[Collected data entries]
———
PR #1529, opened 2021-10-27
Autoconnect console only after login

rszwajko:
Fixes: #1459 

Connect automatically to the console at the first page load after
login but not on subsequent page refreshes.

First page load after login is recognized indirectly based
on the session age. Session older than ~~15~~ 60 sec indicates a page refresh.

### DIFF
--- a/src/sagas/console/index.js
+++ b/src/sagas/console/index.js
@@ -268,22 +268,22 @@ function* autoconnect () {
 
   const {
     userId,
-    sessionAgeInSecAtPageLoad,
+    firstLogin,
     websocket,
     defaultVncMode,
     preferredConsole,
     autoconnectOption,
   } = yield select(({ config, options }) => ({
     userId: config.getIn(['user', 'id']),
-    sessionAgeInSecAtPageLoad: config.getIn(['user', 'sessionAgeInSecAtPageLoad'], 0),
+    firstLogin: config.getIn(['user', 'firstLogin'], true),
     websocket: config.get('websocket'),
     defaultVncMode: config.get('defaultVncMode'),
     preferredConsole: options.getIn(['remoteOptions', 'preferredConsole', 'content'], config.getIn(['defaultUiConsole'])),
     autoconnectOption: toJS(options.getIn(['remoteOptions', 'autoconnect'])),
   }))
 
-  if (sessionAgeInSecAtPageLoad > 15) {
-    console.warn(`Autoconnect aborted - based on the session age (${sessionAgeInSecAtPageLoad} sec) it's a page refresh not the first page load`)
+  if (!firstLogin) {
+    console.warn('Autoconnect aborted - page refresh detected')
     return
   }
 
--- a/src/sagas/console/index.js
+++ b/src/sagas/console/index.js
@@ -268,17 +268,24 @@ function* autoconnect () {
 
   const {
     userId,
+    sessionAgeInSecAtPageLoad,
     websocket,
     defaultVncMode,
     preferredConsole,
     autoconnectOption,
   } = yield select(({ config, options }) => ({
     userId: config.getIn(['user', 'id']),
+    sessionAgeInSecAtPageLoad: config.getIn(['user', 'sessionAgeInSecAtPageLoad'], 0),
     websocket: config.get('websocket'),
     defaultVncMode: config.get('defaultVncMode'),
     preferredConsole: options.getIn(['remoteOptions', 'preferredConsole', 'content'], config.getIn(['defaultUiConsole'])),
     autoconnectOption: toJS(options.getIn(['remoteOptions', 'autoconnect'])),
   }))
+
+  if (sessionAgeInSecAtPageLoad > 15) {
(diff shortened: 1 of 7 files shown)


src/sagas/console/index.js
```diff
@@ -268,18 +268,25 @@ function* autoconnect () {
...
   } = yield select(({ config, options }) => ({
     userId: config.getIn(['user', 'id']),
+    sessionAgeInSecAtPageLoad: config.getIn(['user', 'sessionAgeInSecAtPageLoad'], 0),
     websocket: config.get('websocket'),
     defaultVncMode: config.get('defaultVncMode'),
     preferredConsole: options.getIn(['remoteOptions', 'preferredConsole', 'content'], config.getIn(['defaultUiConsole'])),
     autoconnectOption: toJS(options.getIn(['remoteOptions', 'autoconnect'])),
   }))
 
+  if (sessionAgeInSecAtPageLoad > 15) {
```
sjd78, line 285: I suggest making the 15 an item in the config file (`ovirt-web-ui.config` and referenced through `AppConfiguration` in `src/config.js`) to make it easier to change.

sjd78 (commented):
The solution is better than popping the autoconnect on every page reload!  Other than being able to push an attribute to the sso session itself from VM Portal, none of the potential solutions really close the various gaps / edge cases.

The first gap I can think of is if someone logs in on the welcome page with the login link in the top right corner and then they take longer than 15 seconds to click the link to open VM Portal...no autoconnect

The second gap is if they go to Admin portal first and then back out to VM Portal...no autoconnect (assuming the navigation and page loading takes >15 seconds).

rszwajko:
> Other than being able to push an attribute to the sso session itself from VM Portal, none of the potential solutions really close the various gaps / edge cases.
> 

I fully agree. However I see no traces of such functionality in the past. Actually looking at the code I don't see first-login working neither in previous Vm Portal [1] nor in Userportal [2].
It seems also that the functionality changed significantly over time. In previous Vm Portal the VM for autoconnect was chosen explicitly by the user (and stored in local storage).
In Userportal[3] there is no sign of chosing a VM for autoconnect - autoconnect works if there is only one reachable console (note that this matches the behaviour described in the docs).
```
public List<VmConsoles> getAutoConnectableConsoles() {
            // ...    
            for (UserPortalItemModel upItem : items) {
                if (!upItem.isPool() && upItem.getVmConsoles().canConnectToConsole()) {
                    autoConnectableConsoles.add(upItem.getVmConsoles());
                }
            }
        }
        return autoConnectableConsoles;
    }

    public boolean getCanConnectAutomatically() {
        return getAutoConnectableConsoles().size() == 1;
    }
```


> The first gap I can think of is if someone logs in on the welcome page with the login link in the top right corner and then they take longer than 15 seconds to click the link to open VM Portal...no autoconnect
> 
> The second gap is if they go to Admin portal first and then back out to VM Portal...no autoconnect (assuming the navigation and page loading takes >15 seconds).

IMHO those gaps are a blocker.


[1] https://github.com/oVirt/ovirt-web-ui/blob/56b134fd0462fcd380c057a209e703d0a817ade8/src/saga/login.js#L84
[2] https://github.com/oVirt/ovirt-engine/blob/f56fc7fb09e57a67236efe3e0e6aa6c588c9495e/frontend/webadmin/modules/userportal-gwtp/src/main/java/org/ovirt/engine/ui/userportal/utils/ConnectAutomaticallyManager.java#L102
[3] https://github.com/oVirt/ovirt-engine/blob/f56fc7fb09e57a67236efe3e0e6aa6c588c9495e/frontend/webadmin/modules/uicommonweb/src/main/java/org/ovirt/engine/ui/uicommonweb/models/userportal/AbstractUserPortalListModel.java#L60

src/sagas/console/index.js
sjd78: Based on your followup comment to my review - I also suggest reorganizing the check out to be part of the login saga.  During login, have a function whose purpose is to determine if this is the user's first login.  On a page refresh, it'll run again and should turn off the flag.  Store the result in the config reduce somewhere and just check that flag in the console component.

This would do a few nice things.  First, the react component is just doing a straight lookup to redux, no further logic need apply.  Second, a function is established to do the calculation.

That `isFirstLogin()` function can be as nieve as we want to be able to cover whatever cases we want.  Maybe we stick with sso token age.  Maybe we do something with a cookie with an appropriate scope.  Maybe local storage also with a session type scope.  At the very least, we would have a single place to make that change going forward.

sjd78 (approved):
The updates look good.  I'm ok with pushing this forward notwithstanding the gaps identified.

Something to limit autoconnect is better than nothing!

sgratch (commented):
@rszwajko 
Please check minor comments below.

Regarding current gaps mentioned above, maybe increasing the default from 15 sec to a bit larger number (1 min ?) might probably help for the scenario of login via landing page and then opening vm portal after waiting...

Anyway, we can't really avoid those gaps scenarios from happening but I agree with Scott that it's not worth fixing them now. If users will complain then we can enhance this later on.

sgratch:
ci test

sgratch (approved):
LGTM

isaranova:
LGTM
———
Lines with the string "agree": say how many appear in the entries above, giving the number alone.

= Solution to this exercise =
2